# Forum Argomenti di discussione Contabilità, bilancio e operazioni straordinarie  spese incasso

## giusy78

Buonasera!
Vorrei sapere se le spese di incasso sono spese imponibili ai fini iva.
Grazie in anticipo

----------


## Contabile

Potrebbero anche esserlo.

----------


## Jeststream

Ho trovato casi in cui lo sono

----------


## Rob62

Ciao, ho trovato questo; è un po' vecchiotto ma penso valga ancora 
Roberto 
IL SOLE 24 ORE, lunedi` 26 febbraio 1996, pagina 73
L'ESPERTO RISPONDE
FISCO - IVA - 1097
I CRITERI PER L'IMPOSTA SU SPESE D'INCASSO <RIBA>
A cura di Gian Paolo Tosoni  
Si ritiene che le <spese di incasso Riba> addebitate al cliente
nell'emissione della fattura, possano avere due diversi trattamenti
ai fini dell'imponibilita' Iva a seconda della loro natura di
corrispettivo per un servizio prestato oppure di rimborso di spese
anticipate in nome e per conto.
1) Se le <spese di incasso Riba> (chiamate anche <commissioni per
l'incasso>) sono il corrispettivo dovuto alla banca per il servizio
prestato, corrisposte da parte di chi riceve tale servizio (nel caso
in esame e' il fornitore dei beni), allora esse, come specificato
dalla circolare ministeriale 23 febbraio 1976, n. 11/501120, sono
assoggettate all'imposta sul valore aggiunto.

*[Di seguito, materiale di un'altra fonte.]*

PR #702, opened 2023-07-29
init EEE module

PooyaHekmati:
implement Crop Management Practice Fuel Consumption Estimate, IDs 1001 to 6037
Input data and accompanying meta data yet to be developed.

### DIFF
--- a/RUFAS/economy_emission_energy.py
+++ b/RUFAS/economy_emission_energy.py
@@ -1,0 +1,150 @@
+from math import cos, sin
+from typing import Dict
+from RUFAS.input_manager import InputManager
+from RUFAS.output_manager import OutputManager
+
+IM = InputManager()
+OM = OutputManager()
+
+
+class EconomyEneregyEmission:
+    def __init__(self) -> None:
+        pass
+
+    def _calculate_diesel_consumption(
+        self,
+        acre_size: float,
+        drawbar_speed: float,
+        field_capacity: float,
+        functional_draft: float,
+        harvest_yield: float,
+        IFSM_operation_data_E: float,
+        IFMS_operation_data_F: float,
+        IFSM_operation_data_G: float,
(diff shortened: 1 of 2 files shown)


RM2789 (approved):
Dear Professor and Pooya ,

Yes, this code is fine to go ahead with. Thank you for your effort. 
Roohi

PooyaHekmati:
Thanks @RM2789 
I have a question though: why do we need to calculate sin and cos of 0 every time? They don't changed, why not just using their known results (0 and 1)?

RUFAS/economy_emission_energy.py
```diff
@@ -0,0 +1,150 @@
...
+        -------
+        None
+
+        Notes
+        -----
+        This method assumes that the instance of the class has access to a data source with fuel consumption scenarios,
+        and the scenarios are stored as a dictionary where the keys are scenario names and the values are dictionaries
+        containing the details required for calculating diesel consumption. The format of the scenarios dictionary
+        should be:
+
```
KFosterReed, line 117: I think this is a great, simple structure for these calculations. I want to highlight here a couple of things about how the scenarios will integrate with the information coming out of the biophysical model.

1. Not all of the information for the scenarios will come from the Input manager. 
2. I think the scenarios in this case will correspond to an operation per field per year so would a good scenario name be something like 'operation_field_year'?

Otherwise, it looks great!

RM2789 (commented):
Dear Pooya,

I developed the equation by referring to the method shown in the attached Excel sheet (shared by Peter Vadas). For all variation, it is cos(0) and sin(0), so going by that, yes, we can change it to constants. 

[4 pass shred rake bale.xls](https://github.com/RuminantFarmSystems/MASM/files/12231094/4.pass.shred.rake.bale.xls)
Thank you
Roohi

Sebbene la banca
addebiti tali spese al cedente (che come gia' detto e' il proprio
cliente) in regime di esenzione Iva (in quanto corrispettivo di
prestazioni accessorie a operazioni oggettivamente esenti, ex
articolo 10, comma 1, punto 1, Dpr 633/72), sembrerebbe corretto il
comportamento del fornitore che, nel momento in cui le riaddebita in
fattura al proprio cliente (ossia colui che effettua il pagamento
tramite Riba), le considera quale corrispettivo per una prestazione
di servizio accessoria alla cessione dei beni, effettuata a proprio
nome e a proprie spese, e pertanto, ai sensi dell'articolo 12 Dpr
633/72, assoggettate alla stessa aliquota Iva del bene venduto. (In
questo senso, anche la risoluzione ministeriale 12 aprile 1980 n.
331171 considera le spese bancarie come prestazione accessoria a una
cessione di beni).
2) Se, invece, le spese in esame sono <spese di emissione Riba>,
relative all'imposta di bollo che la banca ha assolto per le ricevute
medesime per conto del proprio cliente (che nel caso in esame e' il
cedente), allora costituiscono il rimborso di <un'anticipazione in
nome e per conto> e come tali non concorrono a formare la base
imponibile agli effetti Iva, ai sensi del punto 3, dell'articolo 15
del Dpr 633/72 (cosi' e' chiarito nella risoluzione ministeriale 22
maggio 1989 n. 550494).
In sede di riaddebito di tali spese di emissione Riba nella fattura
emessa dal cedente si devono considerare come <somme anticipate in
norme e per conto> e quindi, ai sensi del citato articolo 15, non
concorrono a formare la base imponibile purche' siano regolarmente
documentate. In questo senso si e' espressa l'amministrazione
finanziaria nella circolare ministeriale 23 febbraio 1976 n.
11/501120.

----------